EXERCISE OBJECTIVE:
Show each line of the data below in which "overrides" occurs.

[Collected data]
****

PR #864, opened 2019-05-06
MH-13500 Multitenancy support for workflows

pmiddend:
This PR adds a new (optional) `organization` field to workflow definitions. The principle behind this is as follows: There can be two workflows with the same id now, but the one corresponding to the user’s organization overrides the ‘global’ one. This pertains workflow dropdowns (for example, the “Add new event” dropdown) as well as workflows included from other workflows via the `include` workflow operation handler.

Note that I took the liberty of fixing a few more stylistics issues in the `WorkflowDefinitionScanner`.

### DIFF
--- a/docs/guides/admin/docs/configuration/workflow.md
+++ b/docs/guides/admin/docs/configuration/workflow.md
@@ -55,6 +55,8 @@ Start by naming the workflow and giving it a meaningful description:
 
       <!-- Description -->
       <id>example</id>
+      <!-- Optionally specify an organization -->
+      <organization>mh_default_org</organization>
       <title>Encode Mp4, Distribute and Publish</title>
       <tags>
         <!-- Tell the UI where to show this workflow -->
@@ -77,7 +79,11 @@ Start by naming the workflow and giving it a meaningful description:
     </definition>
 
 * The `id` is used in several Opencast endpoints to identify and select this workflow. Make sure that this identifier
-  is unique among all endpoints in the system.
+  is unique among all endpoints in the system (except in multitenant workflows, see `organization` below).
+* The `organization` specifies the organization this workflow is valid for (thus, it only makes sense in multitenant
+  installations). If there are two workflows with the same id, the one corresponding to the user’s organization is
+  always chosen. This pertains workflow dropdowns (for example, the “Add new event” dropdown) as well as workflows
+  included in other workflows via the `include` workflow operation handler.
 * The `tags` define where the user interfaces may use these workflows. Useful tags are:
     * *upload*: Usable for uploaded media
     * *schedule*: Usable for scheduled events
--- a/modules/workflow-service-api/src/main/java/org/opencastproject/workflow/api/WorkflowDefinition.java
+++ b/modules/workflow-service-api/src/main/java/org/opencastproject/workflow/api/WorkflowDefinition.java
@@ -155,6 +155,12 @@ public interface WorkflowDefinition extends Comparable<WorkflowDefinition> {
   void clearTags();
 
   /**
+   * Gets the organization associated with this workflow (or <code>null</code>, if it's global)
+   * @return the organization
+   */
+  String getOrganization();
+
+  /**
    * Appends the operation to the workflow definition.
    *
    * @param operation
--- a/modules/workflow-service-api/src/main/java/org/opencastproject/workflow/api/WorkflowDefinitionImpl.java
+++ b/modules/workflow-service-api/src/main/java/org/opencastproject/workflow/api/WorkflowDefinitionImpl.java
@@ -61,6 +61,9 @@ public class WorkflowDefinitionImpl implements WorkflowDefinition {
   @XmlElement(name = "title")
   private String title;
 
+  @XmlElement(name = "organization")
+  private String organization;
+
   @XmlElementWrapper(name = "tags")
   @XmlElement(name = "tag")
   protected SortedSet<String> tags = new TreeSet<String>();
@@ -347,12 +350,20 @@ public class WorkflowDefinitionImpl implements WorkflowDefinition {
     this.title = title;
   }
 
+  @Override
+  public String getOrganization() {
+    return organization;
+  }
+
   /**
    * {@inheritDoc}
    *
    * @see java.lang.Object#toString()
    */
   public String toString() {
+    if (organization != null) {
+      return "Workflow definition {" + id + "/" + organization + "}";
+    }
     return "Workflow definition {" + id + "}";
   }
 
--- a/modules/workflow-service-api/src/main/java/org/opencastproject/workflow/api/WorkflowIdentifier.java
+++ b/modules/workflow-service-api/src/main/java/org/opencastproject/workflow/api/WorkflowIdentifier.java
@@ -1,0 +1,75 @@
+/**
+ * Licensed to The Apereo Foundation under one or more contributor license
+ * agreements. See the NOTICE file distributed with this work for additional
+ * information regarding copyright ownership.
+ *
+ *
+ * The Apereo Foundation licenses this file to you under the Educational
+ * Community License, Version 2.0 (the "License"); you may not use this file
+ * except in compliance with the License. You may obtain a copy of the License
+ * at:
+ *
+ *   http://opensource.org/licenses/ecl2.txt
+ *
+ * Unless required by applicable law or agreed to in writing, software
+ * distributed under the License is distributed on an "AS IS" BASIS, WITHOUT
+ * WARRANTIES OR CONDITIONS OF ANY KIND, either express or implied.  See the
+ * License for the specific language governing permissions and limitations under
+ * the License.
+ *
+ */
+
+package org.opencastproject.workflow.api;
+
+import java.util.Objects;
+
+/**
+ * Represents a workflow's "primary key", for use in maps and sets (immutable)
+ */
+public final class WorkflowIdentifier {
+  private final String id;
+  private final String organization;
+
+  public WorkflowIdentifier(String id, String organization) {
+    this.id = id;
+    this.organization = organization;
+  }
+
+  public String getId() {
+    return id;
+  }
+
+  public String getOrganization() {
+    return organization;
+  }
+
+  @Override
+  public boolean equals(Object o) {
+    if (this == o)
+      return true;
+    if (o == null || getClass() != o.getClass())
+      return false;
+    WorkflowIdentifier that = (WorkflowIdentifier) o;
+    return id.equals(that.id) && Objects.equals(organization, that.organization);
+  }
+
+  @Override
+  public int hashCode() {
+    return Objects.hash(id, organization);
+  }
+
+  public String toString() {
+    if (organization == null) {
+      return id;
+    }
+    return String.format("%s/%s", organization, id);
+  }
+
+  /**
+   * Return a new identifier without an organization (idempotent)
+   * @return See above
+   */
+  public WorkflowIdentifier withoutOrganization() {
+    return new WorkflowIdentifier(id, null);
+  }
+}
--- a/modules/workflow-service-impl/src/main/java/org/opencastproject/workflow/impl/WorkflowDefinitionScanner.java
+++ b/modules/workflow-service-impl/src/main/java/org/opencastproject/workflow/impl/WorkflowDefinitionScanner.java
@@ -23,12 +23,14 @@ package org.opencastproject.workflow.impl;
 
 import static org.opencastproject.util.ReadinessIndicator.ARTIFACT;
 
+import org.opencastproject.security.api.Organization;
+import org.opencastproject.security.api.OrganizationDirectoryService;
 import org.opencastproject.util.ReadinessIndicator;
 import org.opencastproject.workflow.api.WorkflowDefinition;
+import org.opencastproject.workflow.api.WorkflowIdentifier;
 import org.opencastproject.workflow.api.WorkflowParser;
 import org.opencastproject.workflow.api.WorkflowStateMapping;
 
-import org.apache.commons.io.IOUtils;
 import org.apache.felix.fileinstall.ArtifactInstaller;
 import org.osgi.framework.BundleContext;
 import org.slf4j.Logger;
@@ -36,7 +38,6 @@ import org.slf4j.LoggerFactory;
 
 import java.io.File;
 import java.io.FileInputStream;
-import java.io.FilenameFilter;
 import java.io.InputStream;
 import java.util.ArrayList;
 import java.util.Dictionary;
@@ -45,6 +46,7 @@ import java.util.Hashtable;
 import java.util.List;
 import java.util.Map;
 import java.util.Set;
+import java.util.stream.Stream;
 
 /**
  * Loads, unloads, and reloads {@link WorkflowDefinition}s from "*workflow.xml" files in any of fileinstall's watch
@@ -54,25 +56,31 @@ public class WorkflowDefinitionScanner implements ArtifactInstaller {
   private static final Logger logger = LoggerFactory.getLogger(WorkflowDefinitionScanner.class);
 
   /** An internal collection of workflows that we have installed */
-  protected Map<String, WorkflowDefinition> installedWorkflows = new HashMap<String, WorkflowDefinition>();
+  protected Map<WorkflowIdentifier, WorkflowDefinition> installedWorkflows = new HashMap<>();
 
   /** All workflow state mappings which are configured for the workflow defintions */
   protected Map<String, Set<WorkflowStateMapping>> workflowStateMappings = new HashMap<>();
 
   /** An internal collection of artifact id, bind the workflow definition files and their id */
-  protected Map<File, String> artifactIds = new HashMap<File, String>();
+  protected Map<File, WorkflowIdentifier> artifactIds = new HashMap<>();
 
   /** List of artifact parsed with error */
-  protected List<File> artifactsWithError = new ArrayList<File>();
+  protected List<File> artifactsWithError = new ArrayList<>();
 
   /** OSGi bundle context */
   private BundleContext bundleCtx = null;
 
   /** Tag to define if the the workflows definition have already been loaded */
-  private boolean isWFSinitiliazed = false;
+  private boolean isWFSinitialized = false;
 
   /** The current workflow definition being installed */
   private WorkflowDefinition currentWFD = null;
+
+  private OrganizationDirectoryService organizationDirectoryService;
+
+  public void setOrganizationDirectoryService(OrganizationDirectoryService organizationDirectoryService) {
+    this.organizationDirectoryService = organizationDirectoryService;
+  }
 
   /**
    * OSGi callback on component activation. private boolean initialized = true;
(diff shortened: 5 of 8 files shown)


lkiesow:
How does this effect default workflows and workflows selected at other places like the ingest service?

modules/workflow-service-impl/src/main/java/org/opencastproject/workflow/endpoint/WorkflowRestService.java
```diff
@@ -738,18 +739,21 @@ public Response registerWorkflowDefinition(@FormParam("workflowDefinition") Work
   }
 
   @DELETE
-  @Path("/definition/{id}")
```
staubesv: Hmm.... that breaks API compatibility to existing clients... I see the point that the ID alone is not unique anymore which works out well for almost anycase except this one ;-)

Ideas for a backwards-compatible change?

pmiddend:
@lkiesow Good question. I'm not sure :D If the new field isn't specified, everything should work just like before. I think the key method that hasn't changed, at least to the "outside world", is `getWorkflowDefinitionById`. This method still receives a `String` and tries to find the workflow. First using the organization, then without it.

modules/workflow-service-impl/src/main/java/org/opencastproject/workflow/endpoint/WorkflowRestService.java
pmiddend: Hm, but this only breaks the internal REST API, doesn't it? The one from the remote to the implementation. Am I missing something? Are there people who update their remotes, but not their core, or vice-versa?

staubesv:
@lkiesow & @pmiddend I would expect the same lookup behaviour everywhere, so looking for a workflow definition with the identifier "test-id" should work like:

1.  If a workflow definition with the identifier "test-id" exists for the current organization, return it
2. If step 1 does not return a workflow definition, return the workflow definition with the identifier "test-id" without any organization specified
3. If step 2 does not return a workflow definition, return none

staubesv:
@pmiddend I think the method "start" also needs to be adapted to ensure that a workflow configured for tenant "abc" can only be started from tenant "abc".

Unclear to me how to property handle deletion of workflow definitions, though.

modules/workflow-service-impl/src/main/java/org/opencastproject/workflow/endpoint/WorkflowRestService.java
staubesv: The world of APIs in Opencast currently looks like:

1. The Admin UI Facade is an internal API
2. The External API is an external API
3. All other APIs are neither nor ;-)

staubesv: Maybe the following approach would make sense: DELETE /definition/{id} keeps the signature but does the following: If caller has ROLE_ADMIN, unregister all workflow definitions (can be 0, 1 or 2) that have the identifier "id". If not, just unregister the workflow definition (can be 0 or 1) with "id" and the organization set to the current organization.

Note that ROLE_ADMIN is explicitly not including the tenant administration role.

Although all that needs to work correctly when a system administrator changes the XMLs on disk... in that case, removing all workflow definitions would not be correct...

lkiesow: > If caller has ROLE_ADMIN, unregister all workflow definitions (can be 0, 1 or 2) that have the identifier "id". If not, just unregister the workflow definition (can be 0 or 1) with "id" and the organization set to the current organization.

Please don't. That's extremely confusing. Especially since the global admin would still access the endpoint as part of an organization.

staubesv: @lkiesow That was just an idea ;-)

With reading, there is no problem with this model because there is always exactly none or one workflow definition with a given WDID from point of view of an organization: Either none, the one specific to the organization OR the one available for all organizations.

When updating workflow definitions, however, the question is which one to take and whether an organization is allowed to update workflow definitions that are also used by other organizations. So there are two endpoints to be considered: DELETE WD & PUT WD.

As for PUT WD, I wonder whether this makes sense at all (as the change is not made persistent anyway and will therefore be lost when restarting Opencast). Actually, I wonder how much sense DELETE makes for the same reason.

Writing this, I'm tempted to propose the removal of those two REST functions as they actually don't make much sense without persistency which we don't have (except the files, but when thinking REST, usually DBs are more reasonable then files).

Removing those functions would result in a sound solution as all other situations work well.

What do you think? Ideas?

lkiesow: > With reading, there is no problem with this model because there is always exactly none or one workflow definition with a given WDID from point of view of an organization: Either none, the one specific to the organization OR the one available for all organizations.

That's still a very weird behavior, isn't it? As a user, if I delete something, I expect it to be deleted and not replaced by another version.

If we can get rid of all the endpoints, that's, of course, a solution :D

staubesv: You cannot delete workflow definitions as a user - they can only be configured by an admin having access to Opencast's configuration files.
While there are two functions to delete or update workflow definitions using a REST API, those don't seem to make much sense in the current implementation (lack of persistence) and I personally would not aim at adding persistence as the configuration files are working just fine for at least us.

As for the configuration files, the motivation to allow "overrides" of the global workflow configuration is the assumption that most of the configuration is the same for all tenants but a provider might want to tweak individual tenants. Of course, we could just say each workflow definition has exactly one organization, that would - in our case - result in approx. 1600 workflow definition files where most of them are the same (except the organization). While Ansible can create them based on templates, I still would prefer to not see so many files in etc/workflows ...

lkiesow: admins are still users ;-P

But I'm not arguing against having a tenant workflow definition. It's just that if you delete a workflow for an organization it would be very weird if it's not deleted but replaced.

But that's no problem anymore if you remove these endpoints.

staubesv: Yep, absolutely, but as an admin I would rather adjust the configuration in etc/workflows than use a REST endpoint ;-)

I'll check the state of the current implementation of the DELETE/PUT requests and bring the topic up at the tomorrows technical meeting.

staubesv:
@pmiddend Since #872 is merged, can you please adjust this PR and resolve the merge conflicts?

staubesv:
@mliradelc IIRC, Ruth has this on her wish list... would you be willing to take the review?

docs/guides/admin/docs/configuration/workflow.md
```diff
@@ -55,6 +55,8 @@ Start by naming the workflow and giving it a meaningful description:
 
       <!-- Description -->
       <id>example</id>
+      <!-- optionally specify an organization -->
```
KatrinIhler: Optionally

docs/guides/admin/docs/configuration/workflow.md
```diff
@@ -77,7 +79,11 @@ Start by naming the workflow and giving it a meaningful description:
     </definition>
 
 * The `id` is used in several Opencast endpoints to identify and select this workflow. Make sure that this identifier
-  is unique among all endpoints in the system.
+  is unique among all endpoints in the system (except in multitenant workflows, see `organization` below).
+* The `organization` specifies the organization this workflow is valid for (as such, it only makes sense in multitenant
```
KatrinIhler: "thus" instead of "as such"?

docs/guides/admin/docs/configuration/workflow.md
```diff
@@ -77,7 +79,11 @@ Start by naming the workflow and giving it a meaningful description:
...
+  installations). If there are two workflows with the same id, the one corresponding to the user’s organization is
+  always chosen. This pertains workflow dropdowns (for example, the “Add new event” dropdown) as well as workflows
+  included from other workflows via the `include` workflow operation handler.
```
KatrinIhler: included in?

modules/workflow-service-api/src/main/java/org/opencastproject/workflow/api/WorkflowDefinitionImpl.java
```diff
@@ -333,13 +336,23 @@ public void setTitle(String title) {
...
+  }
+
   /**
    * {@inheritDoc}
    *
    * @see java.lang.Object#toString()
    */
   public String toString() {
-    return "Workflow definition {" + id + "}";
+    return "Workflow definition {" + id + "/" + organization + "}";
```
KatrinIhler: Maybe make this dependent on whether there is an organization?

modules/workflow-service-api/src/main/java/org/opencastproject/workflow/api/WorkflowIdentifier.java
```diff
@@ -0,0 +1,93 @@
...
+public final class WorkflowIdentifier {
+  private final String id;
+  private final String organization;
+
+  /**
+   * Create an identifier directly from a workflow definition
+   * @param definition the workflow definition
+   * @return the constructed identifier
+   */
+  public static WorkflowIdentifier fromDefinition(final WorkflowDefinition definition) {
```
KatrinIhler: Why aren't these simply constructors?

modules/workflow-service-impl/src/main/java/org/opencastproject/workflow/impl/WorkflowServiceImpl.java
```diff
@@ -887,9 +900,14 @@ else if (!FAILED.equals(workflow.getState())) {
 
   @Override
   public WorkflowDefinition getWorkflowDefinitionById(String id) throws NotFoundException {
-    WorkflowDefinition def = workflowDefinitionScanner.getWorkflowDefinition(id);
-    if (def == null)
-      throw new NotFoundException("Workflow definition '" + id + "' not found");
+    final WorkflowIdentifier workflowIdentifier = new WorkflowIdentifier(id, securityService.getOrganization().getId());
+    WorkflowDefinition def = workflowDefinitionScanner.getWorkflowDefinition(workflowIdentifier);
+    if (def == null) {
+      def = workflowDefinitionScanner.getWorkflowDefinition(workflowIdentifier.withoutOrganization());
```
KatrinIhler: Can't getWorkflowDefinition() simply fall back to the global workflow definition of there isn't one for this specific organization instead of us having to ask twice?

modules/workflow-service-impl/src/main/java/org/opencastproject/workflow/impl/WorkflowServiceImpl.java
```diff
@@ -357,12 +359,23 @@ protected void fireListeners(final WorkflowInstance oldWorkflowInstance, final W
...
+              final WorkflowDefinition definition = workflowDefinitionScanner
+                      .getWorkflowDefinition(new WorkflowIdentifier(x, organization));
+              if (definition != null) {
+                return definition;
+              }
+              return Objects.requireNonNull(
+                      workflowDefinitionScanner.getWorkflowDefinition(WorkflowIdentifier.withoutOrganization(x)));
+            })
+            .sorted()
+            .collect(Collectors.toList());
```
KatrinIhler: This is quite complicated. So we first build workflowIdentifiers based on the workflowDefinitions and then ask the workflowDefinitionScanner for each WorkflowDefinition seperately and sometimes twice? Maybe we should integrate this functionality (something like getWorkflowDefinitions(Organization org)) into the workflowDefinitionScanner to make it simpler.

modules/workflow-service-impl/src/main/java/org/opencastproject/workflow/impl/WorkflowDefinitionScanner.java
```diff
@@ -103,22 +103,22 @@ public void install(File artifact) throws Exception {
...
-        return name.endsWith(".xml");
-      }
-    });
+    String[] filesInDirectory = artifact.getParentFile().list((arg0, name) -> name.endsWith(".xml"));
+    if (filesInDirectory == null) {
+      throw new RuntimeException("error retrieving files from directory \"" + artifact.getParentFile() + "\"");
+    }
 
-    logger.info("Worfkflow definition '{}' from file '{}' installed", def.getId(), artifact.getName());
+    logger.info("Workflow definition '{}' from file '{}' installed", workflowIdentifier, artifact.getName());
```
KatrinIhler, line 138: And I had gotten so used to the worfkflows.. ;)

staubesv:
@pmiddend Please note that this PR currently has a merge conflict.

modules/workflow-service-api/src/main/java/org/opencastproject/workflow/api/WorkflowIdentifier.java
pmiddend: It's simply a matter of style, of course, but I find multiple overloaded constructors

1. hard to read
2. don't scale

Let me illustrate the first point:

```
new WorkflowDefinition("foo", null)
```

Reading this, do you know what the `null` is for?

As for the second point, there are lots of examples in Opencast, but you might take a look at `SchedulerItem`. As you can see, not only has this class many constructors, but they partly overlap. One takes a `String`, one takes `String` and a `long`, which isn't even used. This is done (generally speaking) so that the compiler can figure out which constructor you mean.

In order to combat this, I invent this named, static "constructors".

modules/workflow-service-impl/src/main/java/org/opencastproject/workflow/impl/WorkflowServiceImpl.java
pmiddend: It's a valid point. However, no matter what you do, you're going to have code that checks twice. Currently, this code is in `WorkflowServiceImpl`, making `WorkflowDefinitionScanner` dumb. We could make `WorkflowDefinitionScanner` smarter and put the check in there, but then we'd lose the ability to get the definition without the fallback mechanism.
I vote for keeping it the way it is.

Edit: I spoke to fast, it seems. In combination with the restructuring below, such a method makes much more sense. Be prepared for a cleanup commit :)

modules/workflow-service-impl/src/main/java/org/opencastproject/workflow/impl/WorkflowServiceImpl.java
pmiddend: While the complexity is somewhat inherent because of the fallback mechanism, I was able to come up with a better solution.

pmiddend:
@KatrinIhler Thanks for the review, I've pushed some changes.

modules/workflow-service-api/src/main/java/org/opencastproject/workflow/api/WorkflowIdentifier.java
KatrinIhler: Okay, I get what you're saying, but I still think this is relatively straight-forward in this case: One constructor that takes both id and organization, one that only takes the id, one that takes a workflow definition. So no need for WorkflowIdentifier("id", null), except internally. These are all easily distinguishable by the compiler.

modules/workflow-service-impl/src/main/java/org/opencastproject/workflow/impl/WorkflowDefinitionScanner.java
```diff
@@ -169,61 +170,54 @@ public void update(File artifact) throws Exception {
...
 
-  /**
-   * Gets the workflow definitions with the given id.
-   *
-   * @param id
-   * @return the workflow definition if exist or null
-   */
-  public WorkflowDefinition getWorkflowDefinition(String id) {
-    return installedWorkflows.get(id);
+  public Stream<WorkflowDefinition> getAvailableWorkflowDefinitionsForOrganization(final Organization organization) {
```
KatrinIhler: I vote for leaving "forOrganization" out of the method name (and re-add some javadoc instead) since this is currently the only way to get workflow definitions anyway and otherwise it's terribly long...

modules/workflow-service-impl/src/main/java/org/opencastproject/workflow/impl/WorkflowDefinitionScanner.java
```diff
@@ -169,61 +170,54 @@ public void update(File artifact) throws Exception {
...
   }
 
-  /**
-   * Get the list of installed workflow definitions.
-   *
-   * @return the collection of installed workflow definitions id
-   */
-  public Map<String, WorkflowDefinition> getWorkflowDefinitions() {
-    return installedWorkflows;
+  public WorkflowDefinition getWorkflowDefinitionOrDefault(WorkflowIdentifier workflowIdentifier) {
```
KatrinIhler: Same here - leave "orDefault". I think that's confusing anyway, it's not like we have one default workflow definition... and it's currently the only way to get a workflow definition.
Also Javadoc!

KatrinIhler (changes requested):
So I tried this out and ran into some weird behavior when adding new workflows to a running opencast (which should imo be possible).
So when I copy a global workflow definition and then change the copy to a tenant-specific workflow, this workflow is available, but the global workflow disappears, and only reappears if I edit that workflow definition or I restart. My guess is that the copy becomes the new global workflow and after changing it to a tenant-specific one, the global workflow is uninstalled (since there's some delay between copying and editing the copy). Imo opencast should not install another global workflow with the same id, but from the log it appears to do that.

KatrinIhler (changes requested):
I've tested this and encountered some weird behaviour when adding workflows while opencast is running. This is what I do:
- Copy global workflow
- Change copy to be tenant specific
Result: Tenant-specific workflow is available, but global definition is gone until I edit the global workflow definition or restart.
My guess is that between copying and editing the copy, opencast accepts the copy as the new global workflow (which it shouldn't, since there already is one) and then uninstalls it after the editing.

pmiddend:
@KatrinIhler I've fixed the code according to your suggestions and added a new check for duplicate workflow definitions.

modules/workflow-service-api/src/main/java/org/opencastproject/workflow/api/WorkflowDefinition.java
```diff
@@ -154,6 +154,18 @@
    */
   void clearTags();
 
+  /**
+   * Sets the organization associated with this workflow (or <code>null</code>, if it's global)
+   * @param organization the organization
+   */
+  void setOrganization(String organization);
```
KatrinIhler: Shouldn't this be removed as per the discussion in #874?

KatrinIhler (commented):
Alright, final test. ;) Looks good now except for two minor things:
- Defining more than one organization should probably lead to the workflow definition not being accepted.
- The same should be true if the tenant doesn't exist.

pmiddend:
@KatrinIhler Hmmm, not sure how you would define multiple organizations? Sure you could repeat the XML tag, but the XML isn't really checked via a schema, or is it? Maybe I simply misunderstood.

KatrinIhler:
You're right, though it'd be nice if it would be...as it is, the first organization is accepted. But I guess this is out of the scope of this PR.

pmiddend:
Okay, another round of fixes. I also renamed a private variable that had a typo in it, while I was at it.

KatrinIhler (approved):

****

SOLUTION:
This PR adds a new (optional) `organization` field to workflow definitions. The principle behind this is as follows: There can be two workflows with the same id now, but the one corresponding to the user’s organization overrides the ‘global’ one. This pertains workflow dropdowns (for example, the “Add new event” dropdown) as well as workflows included from other workflows via the `include` workflow operation handler.
As for the configuration files, the motivation to allow "overrides" of the global workflow configuration is the assumption that most of the configuration is the same for all tenants but a provider might want to tweak individual tenants. Of course, we could just say each workflow definition has exactly one organization, that would - in our case - result in approx. 1600 workflow definition files where most of them are the same (except the organization). While Ansible can create them based on templates, I still would prefer to not see so many files in etc/workflows ...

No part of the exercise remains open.